-- DESCRIPTION OF THE TASK --
Among the lines below, which ones contain the word "shown"? Copy every such line.

(Beginning of RECORDS TO USE)

PR #550, opened 2019-07-05
[12.0][IMP] project_role: revert manual options in favor of web_m2x_options

alexey-pelykh:
@pedrobaeza what do you think of this?

### DIFF
--- a/project_role/README.rst
+++ b/project_role/README.rst
@@ -53,6 +53,10 @@ To manage assignments:
 #. Go to *Project > Assignments*
 #. Add/remove assignments as needed
 
+Also, it's recommended to consider using ``web_m2x_options`` module in order to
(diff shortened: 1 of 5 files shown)


pedrobaeza:
Well, you can leave it this way and take note for newly modules, but don't mind removing it again.

alexey-pelykh:
I won't be able to sleep good if I'll leave it as is :)

pedrobaeza (approved):
OK then, all for your sleep health!

pedrobaeza:
But please indicate also that the system parameter should be put.

alexey-pelykh:
Added to the readme

rafaelbn (approved):

rafaelbn:
Please don't forget this https://github.com/OCA/project/pull/452#issuecomment-487146507 for v13 :smile:

PR #553, opened 2019-07-11
[IMP] project_timeline: scss instead of less

sbidoul:
`lessc` is not a mandatory dependency of Odoo 12, so let's use scss instead.


rvalyi (approved):

pedrobaeza:
You can't do this change without switching syntax

sbidoul:
@pedrobaeza what should I change exactly? This file looks like regular css to me.

pedrobaeza:
OK, if there's no variable, then call it simply css, not scss, but it's weird that it's called previously less without having less variables.

sbidoul:
I don't know. Looks like a tradition to name these files scss everywhere. Admitedly I've no idea what I'm doing here :)

pedrobaeza:
Indeed the file contains plain CSS, so I still think it should be called `.css`

pedrobaeza:
Let's invoke @Yajo that knows about this stuff.

yajo (approved):
The fix is OK, in this case it's only using syntax that is shared between Less and Scss.

BTW the file is not valid CSS! It seems you guys are so used to Less/Scss that can't distinguish it from CSS now... :yum: This is the CSS it produces when compiled:

```css
.o_project_timeline_item small[name='planned_hours'] {
  font-size: 85%;
}
```

pedrobaeza:
And isn't better then to put the plain CSS and avoid any compilation?

yajo:
No, let the Scss. It's more maintainable and readable. I doubt you're gonna save 1ms.

pedrobaeza:
Thanks for the clarifications, @Yajo, and thanks @sbidoul for proposing this improvement. Merging!

PR #559, opened 2019-08-08
[11.0][UPD] travis.yml

MiquelRForgeFlow:
Greenify repo.

### DIFF
--- a/.travis.yml
+++ b/.travis.yml
@@ -7,6 +7,7 @@ sudo: false
 cache: pip
 
 addons:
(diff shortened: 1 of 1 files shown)


.travis.yml
```diff
@@ -28,13 +29,9 @@ env:
   - TRANSIFEX="1"
```
pedrobaeza: Adapt this part also

MiquelRForgeFlow: done

pedrobaeza (approved):

PR #478, opened 2016-07-28
do not encourage storing vault password in a plaintext file

dannyroberts:
use `--ask-vault-pass` instead of `--vault-password-file`

changed in the `ap`/`aps` aliases and in the README

### DIFF
--- a/README.md
+++ b/README.md
@@ -225,24 +225,18 @@ ansible-playbook -u ansible --ask-sudo-pass -i inventories/development \
 **IMPORTANT**: Install the git hooks to help ensure you never commit secrets into the repo: `./git-hooks/install.sh`
 
 All the secret variables and private data required for the different environments is included
-in this repository as encrypted files (`*_vault.*`).
+in this repository as encrypted files (`${ENV}_vault.yml`).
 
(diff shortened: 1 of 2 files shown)


benrudolph:
looks good! unfortunately with security comes inconvenience 😞

snopoke:
Downvoted just cause it sucks to have to enter 2 passwords - but agree with the logic

dannyroberts:
:( I wonder if there's a way to move SUDO pass into the (vaulted) passwords file instead of `--ask-sudo-pass` then we'd be back to one password, and the sudo password would be encrypted

snopoke:
No real need. I was just complaining.

dannyroberts:
It's actually pretty easy, I just tested it out. Any objection to me making that change? All I have to do is add

```
ansible_sudo_pass: <I'm not going to put it here>
```

to `vars/${ENV}/${ENV}_vault.yml` (which is encrypted of course) and remove `--ask-sudo-pass` from `ap`.

snopoke:
Yea I guess that's fine as long as we have password auth off for ssh logins
which we do. Nice.

dannyroberts:
https://github.com/dimagi/commcarehq-ansible/pull/485

PR #484, opened 2016-07-29
Change deploy-control to output the commands used to deploy control

esoergel:
@snopoke @benrudolph @millerdev 
We could probably tune the user permissions a bit better so we can deploy control from our normal users, but this approach isn't too bad for an infrequent workflow.


millerdev:
👍 

In addition to "this approach isn't too bad for an infrequent workflow" it also requires an extra factor of authentication before changing user accounts, which is probably a good thing.

PR #486, opened 2016-08-02
do not put app props in submodule directory

benrudolph:
@wpride @czue more removing of the formplayer submodule


benrudolph:
ready

PR #487, opened 2016-08-02
enabling datadog for swiss

calellowitz:
enabling datadog for swiss in light of recent performance issues. hoping to get a sense of what is going on next time performance drops.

(End of RECORDS TO USE)

-- THE ANSWER --
(diff shortened: 1 of 5 files shown)
(diff shortened: 1 of 1 files shown)
(diff shortened: 1 of 2 files shown)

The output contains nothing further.